PR #769, opened 2026-08-31
feat(mail): make the undo send period configurable per user

s-aga-r:
## Summary
- `User Settings` gets a Compose section with `undo_send_period` (Select: 5, 10, 20, 30 seconds, default 5, required). Existing rows pick up the column default, so no patch is needed.
- The server no longer holds a plain Send for a fixed 10 s + 3 s: `get_undo_send_hold_seconds()` uses the sender's period plus the 3 s grace, with a fallback to the default when the row is missing or holds an off-list value. `get_user_info` exposes `undo_send_period`.
- The composer's Undo toast lives for the user's period, read per send so a change in Settings applies to the next send without reopening the composer.
- New Compose tab in Mail settings (desktop dialog and mobile list, after Signatures) with an "Undo Send" row to edit the period; shared periods/default live in `utils/undoSend.ts`.

## Test plan
- `bench --site <site> run-tests --module suite.mail.doctype.user_settings.test_user_settings` (fallback + Select validation)
- `bench --site <site> run-tests --module suite.mail.tests.test_mail_scheduled_send --test test_undo_send_holds_and_cancels --test test_undo_send_hold_follows_user_settings` (needs Stalwart; the second sets 30 s and checks the hold grows)
- Manually: Settings > Compose > pick 20 seconds > Save; send a mail and confirm the Undo toast outlives 10 s and Undo still returns the message to Drafts. Verified against a live Stalwart: hold was ~22 s server-side and the toast was still up at 14 s.

### DIFF
--- a/frontend/src/apps/mail/components/Modals/SettingsModal.vue
+++ b/frontend/src/apps/mail/components/Modals/SettingsModal.vue
@@ -36,6 +36,7 @@ import {
 	KeyRound,
 	Mailbox,
 	Palette,
+	PenLine,
 	TreePalm,
 	User,
 	Zap,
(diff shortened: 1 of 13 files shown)


s-aga-r:
@greptileai review

PR #774, opened 2026-08-31
feat(mail): lay the submission details page out as a ledger

s-aga-r:
## Summary
- The Outbox's submission details page is one narrow column instead of four identical cards: the subject, the merged delivery state ("Retrying", not the raw undoStatus "Final") with a one-clause summary, the state's actions inline, then an activity list in time order, and the message / envelope / identifier facts as flat sections. Empty rows are gone and the sender's address appears once.
- `utils/submissionActivity.ts` derives the summary clause and the activity entries from the details: the release, each recipient's standing with its raw SMTP reply, and the next attempt. Everything comes from the JMAP submission and the MTA queue, whichever client sent the mail, so only the release and the next attempt carry a time.
- New `SubmissionActivity`, `LedgerSection` and `LedgerRow` components; `priorityLabel` moved into `utils/submission.ts`.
○ ○ ○
Retype the listing exactly. Leave nothing out.

__Written solution__
PR #769, opened 2026-08-31
feat(mail): make the undo send period configurable per user

s-aga-r:
## Summary
- `User Settings` gets a Compose section with `undo_send_period` (Select: 5, 10, 20, 30 seconds, default 5, required). Existing rows pick up the column default, so no patch is needed.
- The server no longer holds a plain Send for a fixed 10 s + 3 s: `get_undo_send_hold_seconds()` uses the sender's period plus the 3 s grace, with a fallback to the default when the row is missing or holds an off-list value. `get_user_info` exposes `undo_send_period`.
- The composer's Undo toast lives for the user's period, read per send so a change in Settings applies to the next send without reopening the composer.
- New Compose tab in Mail settings (desktop dialog and mobile list, after Signatures) with an "Undo Send" row to edit the period; shared periods/default live in `utils/undoSend.ts`.

## Test plan
- `bench --site <site> run-tests --module suite.mail.doctype.user_settings.test_user_settings` (fallback + Select validation)
- `bench --site <site> run-tests --module suite.mail.tests.test_mail_scheduled_send --test test_undo_send_holds_and_cancels --test test_undo_send_hold_follows_user_settings` (needs Stalwart; the second sets 30 s and checks the hold grows)
- Manually: Settings > Compose > pick 20 seconds > Save; send a mail and confirm the Undo toast outlives 10 s and Undo still returns the message to Drafts. Verified against a live Stalwart: hold was ~22 s server-side and the toast was still up at 14 s.

### DIFF
--- a/frontend/src/apps/mail/components/Modals/SettingsModal.vue
+++ b/frontend/src/apps/mail/components/Modals/SettingsModal.vue
@@ -36,6 +36,7 @@ import {
 	KeyRound,
 	Mailbox,
 	Palette,
+	PenLine,
 	TreePalm,
 	User,
 	Zap,
(diff shortened: 1 of 13 files shown)


s-aga-r:
@greptileai review

PR #774, opened 2026-08-31
feat(mail): lay the submission details page out as a ledger

s-aga-r:
## Summary
- The Outbox's submission details page is one narrow column instead of four identical cards: the subject, the merged delivery state ("Retrying", not the raw undoStatus "Final") with a one-clause summary, the state's actions inline, then an activity list in time order, and the message / envelope / identifier facts as flat sections. Empty rows are gone and the sender's address appears once.
- `utils/submissionActivity.ts` derives the summary clause and the activity entries from the details: the release, each recipient's standing with its raw SMTP reply, and the next attempt. Everything comes from the JMAP submission and the MTA queue, whichever client sent the mail, so only the release and the next attempt carry a time.
- New `SubmissionActivity`, `LedgerSection` and `LedgerRow` components; `priorityLabel` moved into `utils/submission.ts`.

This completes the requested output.